:: Brief ::
Look through the data below and, wherever a line carries the word "returnValues", please copy that line.

Items from a data source:
PR #4036, opened 2021-02-26
Unfurl url

### LINKED ISSUE #3964: Support for URL unfurling
Embed a short preview of external URLs if they are placed in a dedicated line of text. The data must be fetched asynchronously and rely on OG attributes only for legal reasons, since these attributes are especially designed for sharing.

* [ ] Only consider external URLs that are on a dedicated line of next with no content before or after it.
* [ ] Asynchronously load the data, just display the plain link while the data has not been fetched yet.
* [ ] Rely on the `meta` elements `og:title`, `og:description` and `og:image` only.

See https://community.woltlab.com/thread/277017-url-unfurling/

joshuaruesweg:
TODO: 

* [x] Save Fetch time
* [x] ~~Refetch entries, if they are too old and embedded again~~
* [x] CSS
* [x] Update SQL-Update script
* [x] Check rebuilding data (URLs should not be fetched if you rebuild e.g. posts)
* [x] Support `og:image:url`
* [x] ~~Add own ua for image proxy~~

----------------

Resolves #3964


wcfsetup/install/files/lib/util/UnfurlUrlUtil.class.php
```diff
@@ -0,0 +1,254 @@
...
+                    throw new \DomainException();
+                }
+            }
+
+            // download image
+            try {
+                $client = HttpFactory::makeClient([
+                    RequestOptions::TIMEOUT => 10,
+                    RequestOptions::STREAM => true,
+                ]);
```
TimWolla, line 208: Do not create a fresh client for every download. Use a helper method:

```
public static function getHttpClient(): ???
```

wcfsetup/setup/db/install.sql
```diff
@@ -1432,6 +1432,19 @@ CREATE TABLE wcf1_trophy(
 	KEY(categoryID)
 );
 
+DROP TABLE IF EXISTS wcf1_unfurl_url;
+CREATE TABLE wcf1_unfurl_url (
```
TimWolla, line 1436: Don't forget to add this to the DB update script when you are finished.

wcfsetup/setup/db/install.sql
```diff
@@ -1432,6 +1432,19 @@ CREATE TABLE wcf1_trophy(
...
+	urlID INT(10) NOT NULL AUTO_INCREMENT PRIMARY KEY,
+	url TEXT NOT NULL,
+	urlHash VARCHAR(40) NOT NULL UNIQUE KEY,
```
TimWolla, line 1439: Make this an explicit `UNIQUE KEY (urlHash)` at the end of the table definition.

wcfsetup/setup/db/install.sql
```diff
@@ -1432,6 +1432,19 @@ CREATE TABLE wcf1_trophy(
...
+	title VARCHAR(255) NOT NULL DEFAULT '',
+	description TEXT, 
+	imageUrl TEXT, 
+	imageType ENUM('SQUARED', 'COVER', 'NOIMAGE') NOT NULL DEFAULT 'NOIMAGE',
+	imageHash VARCHAR(40) NOT NULL DEFAULT '',
+	status ENUM('PENDING', 'SUCCESSFUL', 'REJECTED') DEFAULT 'PENDING'
```
TimWolla, line 1445: I tend to avoid `ENUM`s in favor of a simple `VARCHAR`. This makes future adjustments easier.

wcfsetup/setup/db/install.sql
```diff
@@ -1432,6 +1432,19 @@ CREATE TABLE wcf1_trophy(
...
+DROP TABLE IF EXISTS wcf1_unfurl_url;
+CREATE TABLE wcf1_unfurl_url (
+	urlID INT(10) NOT NULL AUTO_INCREMENT PRIMARY KEY,
+	url TEXT NOT NULL,
+	urlHash VARCHAR(40) NOT NULL UNIQUE KEY,
+	title VARCHAR(255) NOT NULL DEFAULT '',
+	description TEXT, 
+	imageUrl TEXT, 
+	imageType ENUM('SQUARED', 'COVER', 'NOIMAGE') NOT NULL DEFAULT 'NOIMAGE',
+	imageHash VARCHAR(40) NOT NULL DEFAULT '',
```
TimWolla, line 1444: Do you need a dedicated `imageHash`? Can't you simply reuse the `urlHash` for the image? Especially since you only have one image per URL?

wcfsetup/install/files/lib/util/UnfurlUrlUtil.class.php
```diff
@@ -0,0 +1,254 @@
...
+                $request = new Request('GET', $url, [
+                    'via' => '1.1 wsc',
```
TimWolla, line 210: Note to myself: I need to check whether this is correct here.

wcfsetup/install/files/lib/util/UnfurlUrlUtil.class.php
```diff
@@ -0,0 +1,254 @@
...
+     */
+    private function fetchUrl(): void
+    {
+        try {
+            $client = HttpFactory::makeClient([
+                RequestOptions::TIMEOUT => 10,
+                RequestOptions::STREAM => true,
+            ]);
+            $request = new Request('GET', $this->url, [
+                'range' => \sprintf('bytes=%d-%d', 0, self::MAX_SIZE - 1),
```
TimWolla, line 70: Note to self: I'd like to check whether we should use a custom `user-agent` here.

TimWolla (changes requested):

wcfsetup/install/files/lib/util/UnfurlUrlUtil.class.php
TimWolla: Remove this header, it should not be here, because we are not acting as a proxy and we don't need to prevent embed loops.

wcfsetup/install/files/lib/system/background/job/UnfurlUrlJob.class.php
```diff
@@ -0,0 +1,159 @@
+<?php
+
+namespace wcf\system\background\job;
+
+use wcf\data\unfurl\url\UnfurlUrl;
+use wcf\data\unfurl\url\UnfurlUrlAction;
+use function wcf\functions\exception\logThrowable;
```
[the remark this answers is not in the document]
joshuaruesweg: Should I use the FQN in the function instead?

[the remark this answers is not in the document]
TimWolla: Yes, please. See: https://github.com/WoltLab/WCF/search?q=logThrowable

wcfsetup/install/files/lib/system/html/node/HtmlNodeUnfurlLink.class.php
```diff
@@ -0,0 +1,35 @@
...
+    public static function setUnfurl(HtmlNodePlainLink $link): void
+    {
+        if ($link->isStandalone()) {
+            $object = new UnfurlUrlAction([], 'findOrCreate', [
+                'data' => [
+                    'url' => $link->href,
+                ],
+            ]);
+            $returnValues = $object->executeAction();
+            $link->topLevelParent->firstChild->setAttribute(self::UNFURL_URL_ID_ATTRIBUTE_NAME, $returnValues['returnValues']->urlID);
```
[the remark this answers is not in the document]
joshuaruesweg: No, the ID is then overwritten when it is saved. It is also not possible to enter any ID to see what may have been linked in an internal area.

wcfsetup/install/files/lib/system/background/job/UnfurlUrlBackgroundJob.class.php
```diff
@@ -0,0 +1,160 @@
...
+
+                        // filter images which are too large or too small
+                        $isSquared = $imageData[0] === $imageData[1];
+                        if (
+                            (!$isSquared && ($imageData[0] < 300 && $imageData[1] < 150))
+                            || \min($imageData[0], $imageData[1]) < 50
+                        ) {
+                            $data['imageType'] = UnfurlUrl::IMAGE_NO_IMAGE;
+                        } else {
+                            if ($imageData[0] === $imageData[1]) {
```
jens1o, line 95:
```suggestion
                            if ($isSquared) {
```

joshuaruesweg: Thanks. But keep in mind, that these Pull Request is WIP and not cleaned at all.

wcfsetup/install/files/lib/util/UnfurlUrlUtil.class.php
```diff
@@ -0,0 +1,254 @@
...
+/**
+ * Helper class to unfurl specific urls.
+ *
+ * @author      Joshua Ruesweg
+ * @copyright   2001-2021 WoltLab GmbH
+ * @license     GNU Lesser General Public License <http://opensource.org/licenses/lgpl-license.php>
+ * @package     WoltLabSuite\Core\Util
+ * @since       5.4
+ */
+final class UnfurlUrlUtil
```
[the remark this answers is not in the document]
joshuaruesweg: I dislike the classname `Url`, because we have already a class named `Url` which is used inside this class. What about `UnfurledUrl`?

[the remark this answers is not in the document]
TimWolla: I recently attempted to somewhat avoid the [Smurf Naming Convention](https://devcards.io/smurf-naming-convention), because it tends to get overly long in many cases.

However I agree that the `Url` clash is unfortunate and that `Url` also is a super generic class name. I don't particularly like `UnfurledUrl`, though. How about `UrlResponse` or `UnfurlResponse`? These still should combine rather nicely with the proposed static `fetch()` method.

wcfsetup/setup/db/install.sql
joshuaruesweg: No, not really. But then I need a separate column to save the file type.

joshuaruesweg: But actually yes: Otherwise I don't know, whether I have saved the image, or not (because the image proxy is enable previously)…

wcfsetup/install/files/lib/util/UnfurlUrlUtil.class.php
```diff
@@ -0,0 +1,254 @@
...
+        return null;
+    }
+    
+    /**
+     * Returns the image url for the current url.
+     */
+    public function getImageUrl(): ?string
+    {
+        if (!empty($this->body)) {
+            $metaTags = $this->getDomDocument()->getElementsByTagName('meta');
```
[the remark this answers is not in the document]
joshuaruesweg: `\DomDocument` is way better, if the website responses invalid HTML.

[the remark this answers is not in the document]
TimWolla: You should be able to use XPath with `DomDocument`:

```
$x = new \DOMXPath($document);
$x->query("//meta[@property='og:image']"); // DOMNodeList
```

TimWolla (changes requested):

wcfsetup/install/files/lib/system/message/unfurl/UnfurlResponse.class.php
```diff
@@ -0,0 +1,294 @@
...
+     *
+     * @throws ParsingFailed If the body cannot be parsed (e.g. the url is an JSON file).
+     */
+    private function readDomDocument(): void
+    {
+        \libxml_use_internal_errors(true);
+        $this->domDocument = new \DOMDocument();
+        if (!$this->domDocument->loadHTML('<?xml version="1.0" encoding="UTF-8"?>' . $this->body)) {
+            throw new ParsingFailed("Could not parse body.");
+        }
```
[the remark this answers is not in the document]
joshuaruesweg: Is there any documentation, what exactly an internal error is?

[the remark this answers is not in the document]
TimWolla: The method name is a bit of a misnomer. `\libxml_use_internal_errors()` controls whether PHP errors should be generated or not. We don't want it to generate PHP errors, because that is super wonky.

wcfsetup/setup/db/install.sql
joshuaruesweg: I personally dislike to have an `VARCHAR` there. With an `ENUM` you can guarantee, that there is an correct value, even if the user edits the table by himself (for whatever reason).

But I have changed it to an VARCHAR.

wcfsetup/install/files/lib/system/background/job/UnfurlUrlBackgroundJob.class.php
```diff
@@ -0,0 +1,240 @@
...
+    }
+
+    private function downloadImage(Response $imageResponse): string
+    {
+        $image = "";
+        while (!$imageResponse->getBody()->eof()) {
+            $image .= $imageResponse->getBody()->read(8192);
+
+            if ($imageResponse->getBody()->tell() >= UnfurlResponse::MAX_IMAGE_SIZE) {
+                break;
```
TimWolla, line 135: Thinking about this: A `break;` probably is not super useful here. The image request should simply fail of the response length is too long. Otherwise we'll truncate the image, leading to a broken image.

Thus I suggest to:
```suggestion
                return "";
```

and then removing the `Range` request header. This should likewise be adjusted in ImageProxy.

wcfsetup/install/files/lib/data/unfurl/url/UnfurlUrl.class.php
```diff
@@ -0,0 +1,116 @@
...
+     */
+    public static function getByUrl(string $url): ?self
+    {
+        if (!Url::is($url)) {
+            throw new \InvalidArgumentException("Given URL is not a valid URL.");
+        }
+
+        $sql = "SELECT		unfurl_url.*
+				FROM		wcf" . WCF_N . "_unfurl_url unfurl_url
+				WHERE		unfurl_url.urlHash = ?";
```
TimWolla, line 106: Fix the formatting here.

com.woltlab.wcf/templates/unfurlUrl.tpl
```diff
@@ -0,0 +1,14 @@
+{if $object->status == "SUCCESSFUL"}
+	<div class="unfurlCard {if $object->imageType == 'COVER' && !$object->getImageUrl()|empty}unfurlLargeContentImage{elseif $object->imageType == 'SQUARED' && !$object->getImageUrl()|empty}unfurlSquaredContentImage{/if}">
+		<a href="{$object->url}"{if EXTERNAL_LINK_REL_NOFOLLOW || EXTERNAL_LINK_TARGET_BLANK} rel="{if EXTERNAL_LINK_REL_NOFOLLOW}nofollow{/if}{if EXTERNAL_LINK_REL_NOFOLLOW && EXTERNAL_LINK_TARGET_BLANK} {/if}{if EXTERNAL_LINK_TARGET_BLANK}noopener noreferrer{/if}"{/if}{if EXTERNAL_LINK_TARGET_BLANK} target="_blank"{/if}>
+			<div{if !$object->getImageUrl()|empty} style="background-image: url('{$object->getImageUrl()}')"{/if}></div>
```
TimWolla, line 4: Will this cause issues if the image URL contains a `'`?

com.woltlab.wcf/templates/unfurlUrl.tpl
```diff
@@ -0,0 +1,14 @@
...
+			<div class="unfurlInformation">
+				<div class="urlTitle">{$object->title}</div>
+				<div class="urlDescription">{$object->description}</div>
+				<div class="urlHost">{$object->getHost()}</div>
+			</div>
+		</a>
+	</div>
+{else}
+	<a href="{$object->url}" class="externalURL" {if EXTERNAL_LINK_REL_NOFOLLOW || EXTERNAL_LINK_TARGET_BLANK} rel="{if EXTERNAL_LINK_REL_NOFOLLOW}nofollow{/if}{if EXTERNAL_LINK_REL_NOFOLLOW && EXTERNAL_LINK_TARGET_BLANK} {/if}{if EXTERNAL_LINK_TARGET_BLANK}noopener noreferrer{/if}"{/if}{if EXTERNAL_LINK_TARGET_BLANK} target="_blank"{/if}>{$object->url}</a>
```
TimWolla, line 13: Use the `{anchor}` tag. The `rel="ugc"` is missing here.

TimWolla (changes requested):

wcfsetup/setup/db/install.sql
```diff
@@ -1446,6 +1446,20 @@ CREATE TABLE wcf1_trophy(
...
+DROP TABLE IF EXISTS wcf1_unfurl_url;
+CREATE TABLE wcf1_unfurl_url (
+	urlID INT(10) NOT NULL AUTO_INCREMENT PRIMARY KEY,
+	url TEXT NOT NULL,
+	urlHash VARCHAR(40) NOT NULL UNIQUE KEY (urlHash),
+	title VARCHAR(255) NOT NULL DEFAULT '',
+	description TEXT,
+	imageUrl TEXT NOT NULL DEFAULT '',
+	imageType VARCHAR(255) NOT NULL DEFAULT 'NOIMAGE',
+	imageHash VARCHAR(45) NOT NULL DEFAULT '',
```
TimWolla, line 1458: I dislike this, because it contains both the extension as well as the hash itself. May I suggest the following:

1. Use the `urlHash` as the `imageHash`.
2. Change to column to `storedImageExtension VARCHAR(255) DEFAULT NULL,`

And then using `storedImageExtension` in place of `imageHash`. If it is `null` no image is stored locally.

wcfsetup/setup/db/install.sql
```diff
@@ -1446,6 +1446,20 @@ CREATE TABLE wcf1_trophy(
 	KEY(categoryID)
 );
 
+DROP TABLE IF EXISTS wcf1_unfurl_url;
+CREATE TABLE wcf1_unfurl_url (
+	urlID INT(10) NOT NULL AUTO_INCREMENT PRIMARY KEY,
+	url TEXT NOT NULL,
+	urlHash VARCHAR(40) NOT NULL UNIQUE KEY (urlHash),
```
TimWolla, line 1453: You misunderstood the part regarding the UNIQUE KEY. It should go at the bottom (similar to `username` for `wcf1_user`).

TimWolla (changes requested):

wcfsetup/setup/db/install.sql
joshuaruesweg: I dislike using the `urlHash` as `imageHash`. 

On many pages (e.g. WoltLab.com) the same image is used as the logo on various pages. If we save the image with the `urlHash` we duplicate the image quite often. If we save the `imageHash`, we store the image only once.

TimWolla: Maybe a dedicated database table for the images is in order then? All the `image*` columns should be moved there, with this table only containing the `imageID`. This theoretically would also allow pruning the images independently after a certain time to further save disk space. The `imageType` would then be automatically derived from the information stored in that image table. If `imageID IS NULL`, then no image will be shown.

wcfsetup/setup/db/install.sql
```diff
@@ -1446,6 +1446,20 @@ CREATE TABLE wcf1_trophy(
...
+	title VARCHAR(255) NOT NULL DEFAULT '',
+	description TEXT,
+	imageUrl TEXT NOT NULL DEFAULT '',
```
TimWolla, line 1456: This can't have a real default value (Error in query (1101): BLOB, TEXT, GEOMETRY or JSON column 'imageUrl' can't have a default value ). I suggest:
```suggestion
	imageUrl TEXT DEFAULT NULL,
```

wcfsetup/setup/db/install.sql
```diff
@@ -1446,6 +1446,20 @@ CREATE TABLE wcf1_trophy(
...
+	imageType VARCHAR(255) NOT NULL DEFAULT 'NOIMAGE',
+	imageHash VARCHAR(45) NOT NULL DEFAULT '',
+	status VARCHAR(255) NOT NULL DEFAULT 'PENDING',
+	lastFetch INT(10) NOT NULL DEFAULT 0
```
TimWolla, line 1460:
```suggestion
	lastFetch INT(10) NOT NULL
```
The default just doesn't make sense. It should be explicitly provided.

TimWolla (changes requested):

wcfsetup/install/files/lib/system/background/job/UnfurlUrlBackgroundJob.class.php
```diff
@@ -0,0 +1,243 @@
...
+            if (empty(StringUtil::trim($unfurlResponse->getTitle()))) {
+                $this->save(UnfurlUrl::STATUS_REJECTED);
+
+                return;
+            }
+
+            $title = StringUtil::truncate($unfurlResponse->getTitle(), 255);
+            $description = "";
+            if ($unfurlResponse->getDescription()) {
+                $description = StringUtil::truncate($unfurlResponse->getDescription());
```
TimWolla, line 79:
```suggestion
                $description = StringUtil::truncate($unfurlResponse->getDescription(), 1000);
```
Otherwise the method will default to 80.

wcfsetup/setup/db/install.sql
```diff
@@ -1446,6 +1446,32 @@ CREATE TABLE wcf1_trophy(
...
+);
+
+DROP TABLE IF EXISTS wcf1_unfurl_url_image;
+CREATE TABLE wcf1_unfurl_url_image (
+	imageID INT(10) NOT NULL AUTO_INCREMENT PRIMARY KEY,
+	imageUrl TEXT NOT NULL,
+	imageHash VARCHAR(40) DEFAULT NULL,
+	width INT(10) NOT NULL,
+	height INT(10) NOT NULL,
+	imageExtension VARCHAR(4) DEFAULT NULL,
```
TimWolla, line 1470:
```suggestion
	imageExtension VARCHAR(255) DEFAULT NULL,
```
You are not saving space with just 4 characters and it unnecessarily restricts future extensions.

wcfsetup/install/files/acp/update_com.woltlab.wcf_5.4_db.php
```diff
@@ -222,6 +223,60 @@
...
+            ObjectIdDatabaseTableColumn::create('imageID'),
+            TextDatabaseTableColumn::create('imageUrl')
+                ->notNull(),
+            VarcharDatabaseTableColumn::create('imageHash')
+                ->notNull()
+                ->length(40),
+            NotNullInt10DatabaseTableColumn::create('width'),
+            NotNullInt10DatabaseTableColumn::create('height'),
+            VarcharDatabaseTableColumn::create('imageExtension')
+                ->length(4),
```
TimWolla, line 238: see remark in install.sql

wcfsetup/install/files/lib/data/unfurl/url/UnfurlUrl.class.php
```diff
@@ -0,0 +1,171 @@
...
+        return $this->getImageType() == self::IMAGE_SQUARED && !empty($this->getImageUrl());
+    }
+
+    private function getImageType(): string
+    {
+        if (!$this->imageID) {
+            return self::IMAGE_NO_IMAGE;
+        }
+
+        if ($this->width == $this->height) {
```
TimWolla, line 139:
```suggestion
        if ($this->width === $this->height) {
```

wcfsetup/install/files/lib/data/unfurl/url/UnfurlUrl.class.php
```diff
@@ -0,0 +1,171 @@
...
+                return $this->imageUrl;
+            }
+        }
+
+        return null;
+    }
+
+    public function hasCoverImage(): bool
+    {
+        return $this->getImageType() == self::IMAGE_COVER && !empty($this->getImageUrl());
```
TimWolla, line 125:
```suggestion
        return $this->getImageType() === self::IMAGE_COVER && !empty($this->getImageUrl());
```

wcfsetup/install/files/lib/data/unfurl/url/UnfurlUrl.class.php
```diff
@@ -0,0 +1,171 @@
...
+    }
+
+    public function hasSquaredImage(): bool
+    {
+        return $this->getImageType() == self::IMAGE_SQUARED && !empty($this->getImageUrl());
```
TimWolla, line 130:
```suggestion
        return $this->getImageType() === self::IMAGE_SQUARED && !empty($this->getImageUrl());
```

wcfsetup/install/files/lib/system/background/job/UnfurlUrlBackgroundJob.class.php
```diff
@@ -0,0 +1,270 @@
...
+
+        return $imageHash;
+    }
+
+    private function getImageExtension(array $imageData): ?string
+    {
+        switch ($imageData[2]) {
+            case \IMAGETYPE_PNG:
+                return 'png';
+                break;
```
TimWolla, line 216: The `break`s are useless here.

TimWolla (changes requested):

wcfsetup/setup/db/install.sql
joshuaruesweg: No, because, if the URL is not fetched yet, it is `0` (and no, we don't use `null` for that at any other place). And every other column has a default value, too.

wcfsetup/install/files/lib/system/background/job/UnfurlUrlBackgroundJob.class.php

:: Result ::
+            $returnValues = $object->executeAction();
+            $link->topLevelParent->firstChild->setAttribute(self::UNFURL_URL_ID_ATTRIBUTE_NAME, $returnValues['returnValues']->urlID);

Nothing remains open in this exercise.